For the most part having your mother be your best friend as an adult is healthy. But I think it also depends on other factors. Now, I did read once how your first few years of marriage to move far away from your parents to make a life with your husband and not tell your parents everything little thing you fight over.
I'm very close to my mother too. I live 1.5 miles away, I'm 37 years old. My mom is my best friend too. I was really close with my mom growing up, I'm one of 4 girls, #2. She is a middle child. I always felt great going to her. I'd say in my late teens to early 20's I didn't, I think I knew I was making bad choices and new she wouldn't approve. I look back at the mistakes I made, when I thought I knew better than everyone else what to do with my life. Maybe those are also building stones for my independence. I know it could have saved me a lot of stress if I would have just listened.

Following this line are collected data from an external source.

PR #2457, opened 2021-10-18
Sshd, mbedtls 3 and Putty

orefkov:
Fixed errors detected when connecting via "putti" when using fresh mbedtls:
- In calculate sc25519 uncomment carry, otherwise the authentication signature check would failed.
- In fresh mbedtls rsa public decrypt is deprecated and not work on public keys.
  Replaced by lws_genrsa_hash_sig_verify.
- In ssh messages with channel numbers, the sender's channel number is sent instead of the recipient's channel number.
  See for example https://datatracker.ietf.org/doc/html/rfc4254#section-5.1
  Putty uses channel 256 for session, and existing code break it with "Received SSH2_MSG_CHANNEL_OPEN_CONFIRMATION for nonexistent channel 0" error.

### DIFF
--- a/plugins/ssh-base/crypto/sc25519.c
+++ b/plugins/ssh-base/crypto/sc25519.c
@@ -68,8 +68,8 @@ static void barrett_reduce(sc25519 *r, const uint32_t x[64])
       if(i+j >= 31) q2[i+j] += mu[i]*x[j+31];
   carry = q2[31] >> 8;
   q2[32] += carry;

I know my mom means well, but she has also overstepped her boundaries and I've allowed it. My daughter who is almost 16 is very close with my parents. I want her to have a very open relationship with me. We did have a hard patch but in the last 2 years it's been getting better. My daughter does open up to me for the most part. But she also knows I'm her mother and will be that before being her friend. I have boundaries. My mom thinks I'm too hard on her a lot, and not understanding, and she'll throw how she wasn't that way with me. My daughter takes after her dad a lot and I do think my daughter needs hard rules because she will try to move the boundary lines. Don't get me wrong, she's a very smart girl and nice and caring to a lot of people. I guess my husband has also shown me to be a parent first then friend later in life.
I think it's pretty healthy to have your mother as your friend. Just don't tell her all your husband's short comings or every fight you have. You shouldn't tell your girlfriends this either. I want to have a great healthy relationship with my daughter and sons when they are adults. I hope they would consider me their friend too.